***** EXTRACTED INFORMATION *****
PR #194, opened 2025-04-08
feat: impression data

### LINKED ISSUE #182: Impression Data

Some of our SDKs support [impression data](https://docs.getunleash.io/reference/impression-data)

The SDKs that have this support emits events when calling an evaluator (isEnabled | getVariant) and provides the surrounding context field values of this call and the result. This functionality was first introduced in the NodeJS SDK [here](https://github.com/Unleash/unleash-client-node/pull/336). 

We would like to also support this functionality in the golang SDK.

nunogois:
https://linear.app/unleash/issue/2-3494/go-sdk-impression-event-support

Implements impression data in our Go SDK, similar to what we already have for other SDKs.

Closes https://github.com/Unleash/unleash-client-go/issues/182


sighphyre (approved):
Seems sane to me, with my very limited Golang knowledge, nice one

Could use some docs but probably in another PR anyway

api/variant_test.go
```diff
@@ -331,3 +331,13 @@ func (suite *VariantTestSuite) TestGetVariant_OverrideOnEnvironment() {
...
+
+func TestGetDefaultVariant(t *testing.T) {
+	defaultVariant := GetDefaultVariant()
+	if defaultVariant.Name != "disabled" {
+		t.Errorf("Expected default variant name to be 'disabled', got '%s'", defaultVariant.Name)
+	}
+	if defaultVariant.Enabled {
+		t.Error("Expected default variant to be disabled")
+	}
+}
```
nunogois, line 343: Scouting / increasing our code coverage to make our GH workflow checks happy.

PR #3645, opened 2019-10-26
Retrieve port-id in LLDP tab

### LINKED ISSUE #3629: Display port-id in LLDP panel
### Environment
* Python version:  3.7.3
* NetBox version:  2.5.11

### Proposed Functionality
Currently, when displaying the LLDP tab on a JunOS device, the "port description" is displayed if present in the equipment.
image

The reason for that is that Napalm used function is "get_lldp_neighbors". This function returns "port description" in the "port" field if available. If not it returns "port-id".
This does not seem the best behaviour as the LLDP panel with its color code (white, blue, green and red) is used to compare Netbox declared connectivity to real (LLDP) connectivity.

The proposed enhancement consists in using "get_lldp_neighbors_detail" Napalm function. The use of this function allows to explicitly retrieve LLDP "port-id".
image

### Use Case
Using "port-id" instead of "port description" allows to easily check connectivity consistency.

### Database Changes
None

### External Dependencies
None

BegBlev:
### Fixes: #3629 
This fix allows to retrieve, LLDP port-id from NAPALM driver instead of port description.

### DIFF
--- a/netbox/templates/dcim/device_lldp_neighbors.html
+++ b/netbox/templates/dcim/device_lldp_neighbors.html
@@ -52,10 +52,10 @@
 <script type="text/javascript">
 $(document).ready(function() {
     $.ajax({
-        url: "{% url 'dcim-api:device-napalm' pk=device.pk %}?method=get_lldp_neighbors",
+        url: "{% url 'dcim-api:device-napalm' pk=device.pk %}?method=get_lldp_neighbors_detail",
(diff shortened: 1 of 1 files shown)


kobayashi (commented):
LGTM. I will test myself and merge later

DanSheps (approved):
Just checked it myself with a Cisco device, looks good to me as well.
*****
***** EXTRACTED INFORMATION *****
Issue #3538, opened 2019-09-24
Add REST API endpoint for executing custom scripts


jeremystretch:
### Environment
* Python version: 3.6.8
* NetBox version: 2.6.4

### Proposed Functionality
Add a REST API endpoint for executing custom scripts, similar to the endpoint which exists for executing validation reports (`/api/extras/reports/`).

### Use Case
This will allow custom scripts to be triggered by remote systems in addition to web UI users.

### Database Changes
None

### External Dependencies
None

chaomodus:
*****
***** EXTRACTED INFORMATION *****
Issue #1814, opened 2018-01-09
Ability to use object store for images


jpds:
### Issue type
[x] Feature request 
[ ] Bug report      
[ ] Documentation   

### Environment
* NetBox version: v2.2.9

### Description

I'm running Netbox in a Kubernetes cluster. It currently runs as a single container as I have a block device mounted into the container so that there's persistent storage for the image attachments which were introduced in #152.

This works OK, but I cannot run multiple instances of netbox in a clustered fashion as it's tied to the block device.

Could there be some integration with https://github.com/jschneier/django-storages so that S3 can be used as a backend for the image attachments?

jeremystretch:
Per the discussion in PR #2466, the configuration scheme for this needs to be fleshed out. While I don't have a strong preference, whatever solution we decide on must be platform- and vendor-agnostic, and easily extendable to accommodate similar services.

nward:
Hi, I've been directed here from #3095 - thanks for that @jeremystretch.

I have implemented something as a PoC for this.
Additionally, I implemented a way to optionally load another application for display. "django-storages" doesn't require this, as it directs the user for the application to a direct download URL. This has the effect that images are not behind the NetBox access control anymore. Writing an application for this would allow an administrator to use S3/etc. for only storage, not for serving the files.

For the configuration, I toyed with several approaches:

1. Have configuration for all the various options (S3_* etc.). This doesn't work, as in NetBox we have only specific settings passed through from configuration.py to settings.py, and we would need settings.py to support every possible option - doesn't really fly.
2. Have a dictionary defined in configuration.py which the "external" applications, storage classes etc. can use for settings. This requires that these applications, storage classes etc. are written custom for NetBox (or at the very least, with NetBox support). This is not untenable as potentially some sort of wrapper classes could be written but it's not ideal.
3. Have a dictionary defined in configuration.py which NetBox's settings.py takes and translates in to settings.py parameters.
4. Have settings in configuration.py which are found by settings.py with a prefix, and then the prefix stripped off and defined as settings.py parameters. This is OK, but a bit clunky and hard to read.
*****
YOUR INSTRUCTIONS: What you return should be exactly the lines above, starting at the one with "PR #194, opened 2025-04-08" and ending at the one with "Implements impression data", and nothing else.

ANSWER SECTION:
PR #194, opened 2025-04-08
feat: impression data

### LINKED ISSUE #182: Impression Data

Some of our SDKs support [impression data](https://docs.getunleash.io/reference/impression-data)

The SDKs that have this support emits events when calling an evaluator (isEnabled | getVariant) and provides the surrounding context field values of this call and the result. This functionality was first introduced in the NodeJS SDK [here](https://github.com/Unleash/unleash-client-node/pull/336). 

We would like to also support this functionality in the golang SDK.

nunogois:
https://linear.app/unleash/issue/2-3494/go-sdk-impression-event-support

Implements impression data in our Go SDK, similar to what we already have for other SDKs.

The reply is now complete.